Address your owner dependency before going to market — this is the most common reason Dog Training & Boarding businesses receive offers at the low end of the 2x–5x range. Buyers identify it in diligence and reprice accordingly.
Quantify and document your revenue diversification with supporting records: contracts, renewal histories, and client revenue breakdowns. This is the primary evidence for commanding a premium multiple — have it ready before the first buyer call.
For Buyers: Validate the Asking Multiple
Request trailing 12-month and 3-year P&L with bank statement backup before making an offer. If a Dog Training & Boarding seller cannot produce reconciled financials, that signals what the full diligence process will look like.
Verify the revenue diversification claims independently — pull contract copies, renewal documentation, and client-level revenue data. This is the primary driver of whether this Dog Training & Boarding is worth 5x or 2x.
Assess owner dependency directly: ask which revenue or client relationships depend on the current owner personally, and what the transition plan is. An exit-ready seller has already worked through this.
Model your SBA debt service against verified EBITDA before signing the LOI. At current rates, a $1M SBA 7(a) loan runs approximately $13,000/month over 10 years — the business needs at least 1.25x debt service coverage after a market-rate manager salary.

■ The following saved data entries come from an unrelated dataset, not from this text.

PR #4833, opened 2025-12-27
Expand consistent navigation understanding intent

### LINKED ISSUE #2133: 3.2.3 Consistent Navigation -scope of "relative order", and nature of this order: source order, visual presentation, both?
the current wording for the SC https://www.w3.org/TR/WCAG21/#consistent-navigation - including the clarification of the term "same relative order" - still leaves quite a few vague gaps.

does the "same relative order" only apply to the navigation mechanisms themselves amongst each other (which is what the definition of the term hints at https://www.w3.org/TR/WCAG21/#dfn-same-relative-order? just making sure that links/buttons used for navigation are in the same relative order? or does this also include a broader "and the order that those navigation mechanisms have with the rest of the document/page components"? for instance, if i have a `<nav>` that is always the same (so no issue of relative order for the navigation elements inside it), but on some pages it comes before the `<main>`, while on others it inexplicably comes after the `<main>`, is that a failure or 3.2.3 because the relative order of the whole navigation compared to the main content area is not the same?

further, the understanding document https://www.w3.org/WAI/WCAG21/Understanding/consistent-navigation.html starts with

> The intent of this Success Criterion is to encourage the use of consistent presentation and layout

but later talks about the advantage for blind users. So, by implication, this isn't just about visual presentation/layout, but also source/focus order? if so, this should be clarified.

patrickhlauke:
The intent currently leans heavily on visual layout/presentation ... but then almost in passing in the "Benefits..." section just mentions users who are blind. (this is likely because, back when this was written, there was a tacit assumption that of course, visual layout and source order are the same?)

The only way users who are blind would benefit (if that was the intention) is if this is not just about visual order, but also source order. Assuming that that's the case (that this was the intention), this PR makes it much more explicit in the intention.

Closes https://github.com/w3c/wcag/issues/2133

The actual "meat" of this PR is line 35 https://github.com/w3c/wcag/pull/4833/files#diff-ced3417b47e94e145f2e8d5c3937db91b10c17c34ca1dc8df61d76432238755cR35 - the rest is just cleaning up the formatting

Preview: https://deploy-preview-4833--wcag2.netlify.app/understanding/consistent-navigation


bruce-usab (approved):
[diff preview](https://services.w3.org/htmldiff?doc1=https%3A%2F%2Fwww.w3.org%2FWAI%2FWCAG22%2FUnderstanding%2Fconsistent-navigation.html&doc2=https%3A%2F%2Fdeploy-preview-4833--wcag2.netlify.app%2Funderstanding%2Fconsistent-navigation#intent)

Most dog training and boarding businesses sell at 2.5x–4.5x EBITDA. Where you land depends on owner dependency, revenue diversification, facility control, and staff depth.
Buyers recast your P&L by adding back owner compensation, personal expenses, depreciation, and one-time costs to arrive at adjusted EBITDA or SDE for valuation purposes.
Yes. Owned real estate or a long-term assignable lease significantly reduces buyer risk, supports SBA financing, and can push your multiple toward the upper end of the range.
Yes, but buyers will discount the price or require an earnout tied to client retention. Hiring and certifying a lead trainer before going to market is the most effective value-add step.